当然経営者はこれらの情報漏洩のリスクは把握しているが、ではどこまで対策するべきなのかの判断は難しいのだ。
再発防止「アップデートさせません」
たとえば不衛生端末が残っている大きな理由の一つが「OSアップデートすると今まで使えていた業務アプリに不具合が生じる」というリスクがあるからだ。
① アップデート不具合で業務が止まるリスク
② 最新アップデート可能なように業務システムを作り変えるリスク
③ アップデートしないで情報漏洩が発生するリスク
経営者はこの3つのリスクをみながら、不衛生端末の一掃を行うべきかを判断している。
この時、①は目先のリスクとなる。②も予算をどのように捻出するかという近々の問題となる。それに対して③はいつ起きるかわからない、ひょっとしたらこのまま起きないでいてくれるかもしれないリスクだ。
①②③を比べた時に、どうしても目先のリスク回避を選択し、③は後回しになることは容易に想像がつく。
リスクは数値化されれば判断しやすいのだ
こういう時にゼロトラストFTAは役に立つ。
・後回しにしたそのリスクはどのくらいの深刻度なのか。
・他社一般と比べて自社は充分なのかあるいは遅れているのか。
・対策をするならどこまで行えばいいのか。青天井の予算は避けないので。
ゼロトラストFTAによって、不衛生端末が放置されることのリスクは脆弱性チャートとして見える化される。またどこまで対策すれば、少なくとも他社並といえるかもわかる。

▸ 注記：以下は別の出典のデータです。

Issue #1272, opened 2025-04-29
Heatmap usability improvements


NN---:
### Describe the feature

First, thanks for this great feature !

The heatmap is great, but the default view is not showing all the time range.
In addition there is no simple button to show the whole time range.

Please consider adding these features.

### Use Case

Working with heatmap.

### Proposed Solution

Default show all time range, button to show all time range.

### Acknowledgements

- [ ] I may be able to implement this feature request
- [ ] This feature might incur a breaking change

PR #1709, opened 2026-03-26
Heatmap usability - show full time range by default and add Show All button

rlaope:
### Description

Improve heatmap usability by showing the full time range on initial load and adding a toolbar button to reset the
view.

> If you find this feature useful, I'd be happy to see it merged.

Changes to `src/res/heatmap.html` only (+14 lines):
- Add 4th zoom level (`1 min` per square, `1 hr` per column) to `zoomToGroupSize` — the matching `zoomToText`
entry already existed but had no corresponding zoom level
- Add "All" button in the right-side toolbar that resets zoom to fit the entire time range, clears selection, and
renders the full flame graph
- With the additional zoom level, `calculateInitialZoom()` naturally selects a zoom that fits all data on initial
load

### Related issues

#1272

### Motivation and context

The heatmap default view does not show the full time range for longer profiling sessions (several minutes or
more), requiring horizontal scrolling. There is also no button to reset the view to show the entire time range
after zooming in.

**Before** — 5-minute profiling session requires horizontal scrolling:

image

**After** — full time range visible by default, with "All" button in toolbar:

image
image

**New 4th zoom level** — `1 hr : 1 min` for long profiling sessions:

image

### How has this been tested?

- Built with `make` on macOS (arm64, JDK 17)
- Generated heatmaps from 30-second and 5-minute JFR recordings
- Verified default view fits entire time range without scrolling
- Verified sidebar click cycles through 4 zoom levels (20ms → 1s → 5s → 1min)
- Verified "All" button resets zoom, clears selection, renders full flame graph
- Verified existing interactions (click, Shift+drag, Ctrl+click diff, Ctrl+F search) work normally

---

By submitting this pull request, I confirm that my contribution is made under the terms of the [Apache 2.0
license].


apangin:
Adding more buttons does not improve usability; the toolbar already has too many buttons.
4th zoom level is a controversial change; to me, it's an anti-feature, as recordings for analyzing on a single page almost never exceed 24h span. In any case, this change is out of scope of the original issue.

PR #1710, opened 2026-03-26
Fix flush pending WALL_BATCH samples when thread is removed from filter

### LINKED ISSUE #1249: Inaccurate Sample Count in WALL_BATCH Mode (v4.0)
### Describe the bug

First, thank you for your great work on async-profiler!

We've encountered an issue with sample count accuracy in WALL_BATCH mode and would like to report it. 

When using WALL_BATCH mode, the number of samples collected varies significantly and appears inconsistent. The sample counts fluctuate between extremely high and extremely low values for similar operations.

 The sample counts vary dramatically between runs:
- Maximum samples observed: 400+
- Minimum samples observed: 2
- Expected samples for 2s duration at 10ms interval: ~200 (with some expected variance)

### Reproduction Steps

1. Sampling configuration:
   - Sampling period: 10ms
   - Duration: 1 minute continuous sampling
   - Mode: WALL_BATCH

2. Test operation:
    - Call `addThread` to add the thread before execution
   - Execute a code segment that sleeps for 2 seconds
   - Call `removeThread` to remove the thread after execution

- This behavior is consistently reproducible in our environment
- The significant variance occurs even for identical operations
- We've verified that the thread is properly added/removed each cycle

### Async-profiler version

4.0

### Environment details

os:  macos sonoma
jdk: 1.8

rlaope:
Thank you for maintaining such a great project. I reviewed this issue and implemented the fix following the direction you suggested. I've verified the results with a reproducer test. If this looks like the right approach, please consider reviewing and merging.

### Description

Flush pending WALL_BATCH idle samples when a thread is removed from the thread filter via `removeThread()`.

In `wallClock.cpp` `timerLoop()`, when a thread is rejected by the thread filter (line 208), the loop skips it
with `continue`. However, if the thread had accumulated idle samples in `tss.counter` (WALL_BATCH optimization),
those samples were never flushed — they remained in `thread_sleep_state` until `stop()` was called.

This fix checks for pending batch samples at the filter rejection point and flushes them before skipping.

**Change:** `src/wallClock.cpp` only (+7 lines)

```cpp
if (thread_filter_enabled && !thread_filter->accept(thread_id)) {
    // NEW: flush pending batch for threads removed from filter
    if (mode == WALL_BATCH) {
        ThreadSleepMap::iterator it = thread_sleep_state.find(thread_id);
        if (it != thread_sleep_state.end() && it->second.counter != 0) {
            recordWallClock(it->second, THREAD_SLEEPING, thread_id);
            // thread_sleep_state.erase(it); # revise
            it->second.counter = 0;
        }
    }
    continue;
}
```

### Related issues

Fixes #1249

### Motivation and context

In WALL_BATCH mode, sleeping threads are not signaled every tick. Instead, a counter (`tss.counter`) accumulates
and is flushed when the thread wakes up or the counter reaches `MAX_IDLE_BATCH` (1000). This is a performance
optimization.

The problem: when `removeThread()` is called, the thread is removed from the filter bitmap. On subsequent timer
loop iterations, the thread is skipped at the filter check — but its pending counter is never flushed. If `dump`
is called (rather than `stop`), these samples are permanently lost.

### How has this been tested?

Built on macOS arm64 with JDK 17. Tested with the following reproducer:

```java
import one.profiler.AsyncProfiler;
import java.util.concurrent.*;

public class WallBatchBugTest {

    static int countSamples(AsyncProfiler profiler) throws Exception {
        String collapsed = profiler.execute("collapsed");
        int total = 0;
        for (String line : collapsed.split("\n")) {
            line = line.trim();
            if (line.isEmpty()) continue;
            int lastSpace = line.lastIndexOf(' ');
            if (lastSpace > 0) {
                try {
                    total += Integer.parseInt(line.substring(lastSpace + 1));
                } catch (NumberFormatException ignored) {}
            }
        }
        return total;
    }

        profiler.execute("start,wall=10ms,filter,threads");

        ExecutorService executor = Executors.newFixedThreadPool(4);
        CountDownLatch allDone = new CountDownLatch(10);

            executor.submit(() -> {
                profiler.addThread(null);
                try { Thread.sleep(200); } catch (InterruptedException ignored) {}
                profiler.removeThread(null);
                allDone.countDown();
            });
        }

        allDone.await();
        Thread.sleep(300);

        int dumpSamples = countSamples(profiler);
        System.out.println("Samples at dump time: " + dumpSamples);
        System.out.println("Expected: ~200 (10 tasks * 200ms / 10ms)");
        System.out.println(dumpSamples >= 180 ? "PASS" : "FAIL (samples lost!)");

        profiler.execute("stop");
        executor.shutdown();
    }
}
```

**Results (10 tasks × 200ms sleep, 10ms interval, expected ~200 samples):**

| | Samples at dump time | Result |
|---|---|---|
| **Before fix** | **125** | FAIL — ~75 samples lost |
| **After fix** | **204** | PASS |

---

By submitting this pull request, I confirm that my contribution is made under the terms of the [Apache 2.0
license].

### DIFF
--- a/src/wallClock.cpp
+++ b/src/wallClock.cpp
@@ -206,6 +206,13 @@ void WallClock::timerLoop() {
                 continue;
             }
             if (thread_filter_enabled && !thread_filter->accept(thread_id)) {
+                if (mode == WALL_BATCH) {
+                    ThreadSleepMap::iterator it = thread_sleep_state.find(thread_id);
+                    if (it != thread_sleep_state.end() && it->second.counter != 0) {
+                        recordWallClock(it->second, THREAD_SLEEPING, thread_id);
+                        it->second.counter = 0;
+                    }
+                }
                 continue;
             }
 


apangin:
Unfortunately, this is a wrong solution to a wrong problem. I would like to see a more systematic approach that addresses the common problem as discussed in the original ticket, not a particular edge case.

apangin:
Sorry, I should have clarified what I meant. The proposed PR does not solve the root cause of the issue, which has nothing to do with filtering. E.g. if you run `dump` without stopping profiler (even when no filter is set), there will be still the same problem.

There can be multiple approaches to solve the problem: for example, to flush pending WallClock events periodically or to do that at fixed points like before dumping and at the end of every JFR chunk. To choose the right one, I'd like to see analysis with use cases, limitations, and performance impact of each approach. Simplicity/efficiency of the implementation is also an important factor.

rlaope:
Ah... I see. That was my mistake. Thank you for explaining.

PR #1713, opened 2026-03-27
Fix mmap failure check and munmap size in OS::copyFile on macOS

### LINKED ISSUE #1712: Incorrect mmap failure check in OS::copyFile on macOS
### Describe the bug

`OS::copyFile` in `os_macos.cpp` checks the `mmap` return value against `NULL`, but `mmap` returns `MAP_FAILED` on failure. The NULL check never catches the failure, so `write()` is called with an invalid pointer, silently corrupting the JFR recording.

The same file correctly uses `MAP_FAILED` in `OS::safeAlloc`.

Additionally, `munmap` is called with the mutated `offset` instead of the original mapped size.

When mmap fails, `copyFile` should return early. Instead, it proceeds with an invalid pointer, and the resulting JFR file is corrupted.

### Reproduction Steps

Use `--jfrsync` on macOS under conditions where mmap fails.

### Async-profiler version

4.3 (master, commit `7e92b5c`)

macOS only — `OS::copyFile` in `os_macos.cpp` is macOS-specific.

rlaope:
Fix two bugs in `OS::copyFile` (`src/os_macos.cpp`):

1. `mmap` returns `MAP_FAILED` on failure, not `NULL`. The `NULL` check never catches mmap failure, so `write()` is called with an invalid pointer, silently corrupting the JFR recording.

2. `munmap` uses the mutated `offset` instead of the original mapped size, causing a partial unmap.

Fixes #1712

### DIFF
--- a/src/os_macos.cpp
+++ b/src/os_macos.cpp
@@ -374,8 +374,9 @@ int OS::createMemoryFile(const char* name) {
 }
 
 void OS::copyFile(int src_fd, int dst_fd, off_t offset, size_t size) {
-    char* buf = (char*)mmap(NULL, size + offset, PROT_READ, MAP_PRIVATE, src_fd, 0);
-    if (buf == NULL) {
+    size_t map_size = size + offset;
+    char* buf = (char*)mmap(NULL, map_size, PROT_READ, MAP_PRIVATE, src_fd, 0);
+    if (buf == MAP_FAILED) {
         return;
     }
 
@@ -388,7 +389,7 @@ void OS::copyFile(int src_fd, int dst_fd, off_t offset, size_t size) {
         size -= (size_t)bytes;
     }
 
-    munmap(buf, offset);
+    munmap(buf, map_size);
 }
 
 void OS::freePageCache(int fd, off_t start_offset) {


apangin:
Thank you for contributing to async-profiler. There is indeed a bug, and the fix makes total sense.

But I want to ask you: please **avoid pasting AI-generated rubbish** in issues, PR descriptions, comments, and of course, in the code.
- Such content is overly verbose and hard to read.
- GenAI tends to explain trivial things (like that -1 is 0xFFFFFFFFFFFFFFFF and not NULL) but misses the most important part, e.g. why a recording gets corrupted in one case but not in another, even though the very first `write` fails.
- It hallucinates. In particular, this fix is macOS-only, but the Motivation section talks about cgroup and vm.max_map_count, which are Linux-specific concepts.

Please keep communication concise, accurate, and to the point.
I will de-prioritize reviewing any AI-generated content.
Thank you for your understanding.

rlaope:
I see. thank you

apangin:
> misses the most important part, e.g. why a recording gets corrupted in one case but not in another, even though the very first write fails.

OK, it's getting more interesting. I was really puzzled by the above effect so I did some research to realize that you've found a bug not just in async-profiler, but in the _macOS kernel!_

If I attempt to write a knowingly invalid buffer such as
```
write(fd, (void*)-1, 65536);
```
to a file, the call will expectedly fail with `errno = EFAULT`, but the file will be _actually updated_ with 65536 null bytes.
There is no such a bug on Linux.

rlaope:
I've cleaned up the issue and PR descriptions — removed the verbose content and Linux-specific references.

That's a fascinating find — I didn't investigate why the corrupted bytes were written despite `EFAULT`. Should I add a note about this macOS kernel behavior to the issue?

経営者の最も重要な役割とは「リスクを洗い出して、被害が出る前に対策する」ことである。
ITセキュリティのリスクは見えくい。セキュリティベンダーの提案を全部聞いていたら予算はいくらあっても足りないが、かといって見ないフリも出来ない。
そういう問題を解決するために考案されたのがゼロトラストFTAだ。
セキュリティ対策のために、少なくとも自社におかれたリスクを客観的に知りたい経営者は、是非自社でゼロトラストFTAによる脆弱性解析を行うことをお勧めする。
ゼロトラストFTAに興味のある経営者やIT責任者の方はお問い合わせ頂きたい。
まとめ
社内の不衛生端末を一掃するには経営者が下記2点を把握することが必要
・不衛生端末放置によるリスク。
・どこまで清潔に保つべきかというレベル。